Yoga For Flat Tummy
In India, Yoga is regarded as a science as well as a method that allows us to live a harmonious life while favouring our spiritual progress through the control of mind and body. The Asanas (Yogic Postures) and Pranayama (breath control), better known as Hatha-Yoga are a practice which not only help one acquires perfect health, stay young and live longer, but is designed to develop the inner force that enables us to overcome our failings and withstand stressful situations with serenity. Today, in this post I am listing a few yogic postures that will help in achieving a flat stomach.
- From a standing position, bring your legs together with your feet touching.

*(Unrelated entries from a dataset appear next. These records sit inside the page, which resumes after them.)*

PR #10889, opened 2022-08-30
fix: specify payment method for each Payment Element

starsirius:

### Description

We started to see Integrity failure roughly after https://github.com/artsy/force/pull/10859. There seems to be 2 reasons:

- Stripe seemed to change their iframe implementation again, and our [iframe selector in Integrity](https://github.com/artsy/integrity/blob/0cdd676c94025bb0dd40d988031d0da71ec68e0a/cypress/utils/checkAndAddBankAccount.ts#L12) will find 2 matches.

Screen Shot 2022-08-30 at 1 50 02 PM

- After https://github.com/artsy/force/pull/10859, we'll render 2 sections with `[data-test="bankTransferSection"]` (one for ACH one for SEPA). The selection then becomes ambiguous.

This PR updates the `data-test` attribute to be payment method specific so our selector in Integrity can be more reliable.

### DIFF
--- a/src/Apps/Order/Routes/Payment/PaymentContent.tsx
+++ b/src/Apps/Order/Routes/Payment/PaymentContent.tsx
@@ -154,7 +154,7 @@ export const PaymentContent: FC<Props> = props => {
         <BankAccountPickerFragmentContainer
           me={me}
           order={order}
-          paymentMethod={paymentMethod}
+          paymentMethod="US_BANK_ACCOUNT"
           bankAccountHasInsufficientFunds={bankAccountHasInsufficientFunds}
           onSetBankAccountHasInsufficientFunds={
             onSetBankAccountHasInsufficientFunds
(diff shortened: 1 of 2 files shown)


src/Apps/Order/Routes/Payment/PaymentContent.tsx
```diff
@@ -175,7 +175,7 @@ export const PaymentContent: FC<Props> = props => {
         <Spacer mb={2} />
         <BankDebitProvider
           order={order}
-          paymentMethod={paymentMethod}
+          paymentMethod="SEPA_DEBIT"
```
starsirius, line 178: It seems more reasonable to pass in the specific payment method; otherwise, we'll render multiple `Collapse`s with the same payment method. Let me know if I misunderstood things here!

AlicanAkyuz (approved):

PR #10892, opened 2022-08-31
fix: conversation list large screen scroll

jo-rs:
The type of this PR is: Fix

This PR solves [NX-3274]

### Description

Implements `IntersectionObserver` on the conversation list and replaces hard-coded variables with constants. This fixes an issue where users wouldn't get more conversations loaded on larger screens, (hopefully) preventing it from resurfacing.

Before:
before

After:
after

_I'm creating a ticket to also implement `IntersectionObserver` on the actual conversation as a follow-up._

[NX-3274]: https://artsyproduct.atlassian.net/browse/NX-3274?atlOrigin=eyJpIjoiNWRkNTljNzYxNjVmNDY3MDlhMDU5Y2ZhYzA5YTRkZjUiLCJwIjoiZ2l0aHViLWNvbS1KU1cifQ


src/Apps/Conversation/__tests__/ConversationApp.jest.tsx
```diff
@@ -54,6 +54,16 @@ describe("Conversation app", () => {
...
+  beforeEach(() => {
+    // IntersectionObserver isn't available in test environment
+    const mockIntersectionObserver = jest.fn()
+    mockIntersectionObserver.mockReturnValue({
+      observe: () => null,
+      unobserve: () => null,
+      disconnect: () => null,
+    })
+    window.IntersectionObserver = mockIntersectionObserver
+  })
```
jo-rs, line 66: Mocking `IntersectionObserver` since it's not available on test runs.

src/Apps/Conversation/Components/ConversationList.tsx
```diff
@@ -27,12 +31,12 @@ const SpinnerContainer = styled.div`
 `
 
 const ConstrainedHeightContainer = styled(Flex)`
-  height: calc(100vh - 103px);
+  height: calc(100vh - ${DESKTOP_NAV_BAR_HEIGHT}px);
```
jo-rs, line 34: There was a pixel added here which was causing the initial issue.

lidimayra: No waaaay!!!! 🤯

lidimayra (approved):
Not familiar with `IntersectionObserver`, but we have a bug and this PR fixes it, therefore LGTM! 🚀

src/Apps/Conversation/Components/ConversationList.tsx
```diff
@@ -86,11 +88,14 @@ const ConversationList: React.FC<ConversationsProps> = props => {
...
-            <Spinner />
-          </SpinnerContainer>
-        )}
+        <Flex>
+          {!!fetchingMore && (
+            <SpinnerContainer>
+              <Spinner />
+            </SpinnerContainer>
+          )}
+          <Box ref={ref as any} height={1} />
```
araujobarret, line 97: That's what I imagined, well done here!

PR #13215, opened 2023-11-30
feat: allow routing to edit panel of alerts app

dblandin:

This PR solves [ONYX-548](https://artsyproduct.atlassian.net/browse/ONYX-548)

### Description

Allow explicit routing to `/settings/alerts/:id/edit`.

Supports routing to alerts not fetched within the list panel by fetching the alert data separately in a useEffect hook.

### Screen Recording

https://github.com/artsy/force/assets/123595/7c3f6b59-123d-4c59-a405-b27eb5b353e2

[ONYX-548]: https://artsyproduct.atlassian.net/browse/ONYX-548?atlOrigin=eyJpIjoiNWRkNTljNzYxNjVmNDY3MDlhMDU5Y2ZhYzA5YTRkZjUiLCJwIjoiZ2l0aHViLWNvbS1KU1cifQ

### DIFF
--- a/src/Apps/Settings/Routes/SavedSearchAlerts/SavedSearchAlertsApp.tsx
+++ b/src/Apps/Settings/Routes/SavedSearchAlerts/SavedSearchAlertsApp.tsx
@@ -9,10 +9,12 @@ import {
 } from "@artsy/palette"
 import {
   createPaginationContainer,
+  Environment,
+  fetchQuery,
   graphql,
   RelayPaginationProp,
 } from "react-relay"
-import { useState } from "react"
+import { useEffect, useState } from "react"
 import { SavedSearchAlertsApp_me$data } from "__generated__/SavedSearchAlertsApp_me.graphql"
 import { Media } from "Utils/Responsive"
 import { EditAlertEntity } from "./types"
@@ -30,6 +32,9 @@ import { Sticky } from "Components/Sticky"
 import { SavedSearchAlertEditFormMobile } from "./Components/SavedSearchAlertEditFormMobile"
 import { useTracking } from "react-tracking"
 import { ActionType } from "@artsy/cohesion"
+import { useRouter } from "System/Router/useRouter"
+import { useSystemContext } from "System/SystemContext"
+import { SavedSearchAlertsApp_Alert_Query } from "__generated__/SavedSearchAlertsApp_Alert_Query.graphql"
 
 interface SavedSearchAlertsAppProps {
   me: SavedSearchAlertsApp_me$data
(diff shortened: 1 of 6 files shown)


olerichter00 (dismissed):
Looks great!

I added functionality to scroll to the correct item in the list (if it is loaded) in this [commit](https://github.com/artsy/force/pull/13215/commits/e10afb3439c5e216999e237f420c3a5ef55a65ef). Please have a look and feel free to remove the commit if we don't need it.

src/Apps/Settings/Routes/SavedSearchAlerts/SavedSearchAlertsApp.tsx
```diff
@@ -48,16 +54,20 @@ export const SavedSearchAlertsApp: React.FC<SavedSearchAlertsAppProps> = ({
...
   const [sort, setSort] = useState("CREATED_AT_DESC")
   const [loading, setLoading] = useState(false)
   const alerts = extractNodes(me.savedSearchesConnection)
   const isEditMode = editAlertEntity !== null
+  const { match } = useRouter()
+  const { jumpTo } = useJump()
 
   const closeEditForm = () => {
     setEditAlertEntity(null)
+    history.pushState({}, "", "/settings/alerts")
```
damassi, line 70: we should use our router unless we're trying to (silently) update the url bar and not perform any actions. 

```tsx
router.push('/settings/alerts')
```

src/Apps/Settings/Routes/SavedSearchAlerts/SavedSearchAlertsApp.tsx
```diff
@@ -126,11 +136,53 @@ export const SavedSearchAlertsApp: React.FC<SavedSearchAlertsAppProps> = ({
...
+              artistIDs
+              userAlertSettings {
+                name
+              }
+            }
+          }
+        }
+      `,
+      { searchCriteriaID: searchCriteriaID }
+    )?.subscribe?.({
```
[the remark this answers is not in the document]
dblandin: Yeah — I remember wrestling with this in another PR and found that the relay team [discourages](https://relay.dev/docs/api-reference/fetch-query/#behavior-with-topromise) the use of `toPromise()`, primarily because it's not possible to cancel the request as we're doing here by returning a function that calls `.unsubscribe()`.

src/Apps/Settings/Routes/SavedSearchAlerts/SavedSearchAlertsApp.tsx
damassi: This would actually be a nice framework addition since we do this in a number of places around force (and I had to add something similar to convos). 

Would you be willing to [update the `useRouter` hook](https://github.com/artsy/force/blob/main/src/System/Router/useRouter.tsx#L13) with two new functions -- `silentPush` and `silentReplace` which uses the code above?

damassi: (Merged https://github.com/artsy/force/pull/13217 -- tyyy )

damassi (approved):

PR #13217, opened 2023-11-30
chore: add silentPush and silentReplace to useRouter hook

dblandin:

### Description

We've occasionally needed to perform a silent URL update instead of performing a full navigation event via our routing layer. This commit adds two new functions, `silentPush` and `silentReplace`, to consolidate our pattern for doing so in one place.

Follow-up on this [review comment](https://github.com/artsy/force/pull/13215#discussion_r1410897022).


damassi (approved):
Thank you so much! Looks 👌

damassi:
Yep exactly what I was thinking. In the future if we can figure out how to achieve silent push / replace using the (actual) router, we can just update here, versus all over.

PR #13218, opened 2023-11-30
feat: add artist series horizontal filter

anandaroop:

This PR solves [ONYX-567]

### Description

Per discussion with @jpoczik — this adds the new Artist Series filter as one of the preferred quick filters in the sticky horizontal filters section above artwork grids.

https://github.com/artsy/force/assets/140521/c6558c2a-939a-467c-841c-7fe095e40b87

This new filter will appear if and only if:

- The feature flag is enabled
- Artist Series aggregations are present (which will only be true on artist pages currently)

### When feature flag is enabled

|Artist series are present|Artist series are absent|Non-artist page|
|---|---|---|
|presen|absen|nonen|

### When feature flag is disabled

|Artist series are present|Artist series are absent|Non-artist page|
|---|---|---|
|presdis|absdis|nondis|

[ONYX-567]: https://artsyproduct.atlassian.net/browse/ONYX-567?atlOrigin=eyJpIjoiNWRkNTljNzYxNjVmNDY3MDlhMDU5Y2ZhYzA5YTRkZjUiLCJwIjoiZ2l0aHViLWNvbS1KU1cifQ


anandaroop:
> Why does it require its own independent flag?

The flag is for the larger feature of artist series filtering + alerting. So it already governs a bunch of stuff,  but now this horizontal filter as well.

PR #13226, opened 2023-12-04
fix: Do not reset email preferences after submitting

olerichter00:
## Description

We should not reset the email preferences after submitting because the update in Gravity [runs in a background job](https://github.com/artsy/gravity/blob/35fd62b809c3e40fb09c7a948fd56aa9b8022a43/app/api/v1/notification_preferences_endpoint.rb#L30), and the preferences won't be updated immediately.

Even reading the return data from the mutation will return the previously set preferences. It takes a few seconds until the backend returns the updated preferences.

This PR doesn't fix the underlying issue but at least it fixes the form by not resetting the value.

https://github.com/artsy/force/assets/4691889/ec2454d6-c4b3-445b-8f0e-657b0a5043dd

### DIFF
--- a/src/Apps/Preferences/PreferencesApp.tsx
+++ b/src/Apps/Preferences/PreferencesApp.tsx
@@ -75,7 +75,6 @@ export const PreferencesApp: FC<PreferencesAppProps> = ({ viewer }) => {
         Email Preference Center
       </Text>
       <Formik<FormValuesForNotificationPreferences>
-        // @ts-ignore
         initialValues={{ ...NOTIFICATION_FIELDS, ...initialValues }}
         onSubmit={async (values, actions) => {
           try {
@@ -94,9 +93,7 @@ export const PreferencesApp: FC<PreferencesAppProps> = ({ viewer }) => {
               variables: { input: { authenticationToken, subscriptionGroups } },
             })
 
-            actions.resetForm({
-              touched: {},
-            })
+            actions.setTouched({})
 
             sendToast({
               variant: "success",


dzucconi:
I'm assuming this changed to be backgrounded at some point?

olerichter00:
> I'm assuming this changed to be backgrounded at some point?

I wonder how 🤔  The preferences are stored in Braze and get updated async via Sidekiq (context: https://github.com/artsy/gravity/pull/15092). 

Do you have an idea? I guess, the [mutation](https://github.com/artsy/metaphysics/blob/main/src/schema/v2/notification_preferences.ts#L109) could return an optimistic response with the new preferences without waiting for the Sidekiq job.



https://github.com/artsy/gravity/blob/35fd62b809c3e40fb09c7a948fd56aa9b8022a43/app/api/v1/notification_preferences_endpoint.rb#L30

olerichter00:
@jonallured, you might have some context on why the email preferences update happens in a Sidekiq job ([PR](https://github.com/artsy/gravity/pull/15092)). Would it be possible to do the update synchronously in order to return the updated preferences?

If this is not possible, we may consider adding a message like "Updating the preferences may take a few seconds" in the success message to inform the user that these updates will not happen immediately. 

This would be good because we prompt users to update their email preferences in the "Create Alert" form (if alert notification emails are disabled) and add a link to this page ([Jira Ticket](https://artsyproduct.atlassian.net/browse/ONYX-552)).

Screenshot 2023-12-05 at 16 04 00

jonallured:
> Would it be possible to do the update synchronously in order to return the updated preferences?

Sadly no - the Braze api call happens async. This is a case where we might want to do something like an optimistic update but I don't really know what that means in terms of relay, etc.

olerichter00:
The solution proposed by this PR implements the optimistic response by simply not reading the response from the mutation. The state of the form remains unchanged and reflects the updated values.

We could allow Metaphysics to return an optimistic response as well, but it would not accurately represent the current state of the backend. Additionally, it would not provide any benefits because refreshing the page would reload the data, potentially showing the outdated preferences. So I would say it's best to not implement something like this.

PR #13230, opened 2023-12-04
fix: router import for partner offers

leamotta:

### Description

Addressing pending comments from https://github.com/artsy/force/pull/13204


damassi:
Thanks for the quick follow-up 🙏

- Sink your hips back like you are about to sit on a chair and bring your arms above you, holding them straight up next to your ears.
- Hold for 45 seconds to 1 minute. If you want to challenge yourself more, try to shift a little more weight onto your heels. This engages your core muscles and works on your balance.
Tip: This pose requires a lot of core strength, so if you’re having difficulty, you can make it easier by not sinking your hips as far down. To do this, pretend like you are trying to sit on a bar stool instead of a chair.
Easy Spinal Twist
- Bring your knees together and roll down onto your back. Hug your knees into your chest and gently rock side to side, massaging your lower back.
- Keep your right knee into your chest and move your left leg straight out on the floor.
- Take a deep breath in. On your exhale, bring your right knee across your body toward the left side of the room while keeping your shoulder blades on the floor.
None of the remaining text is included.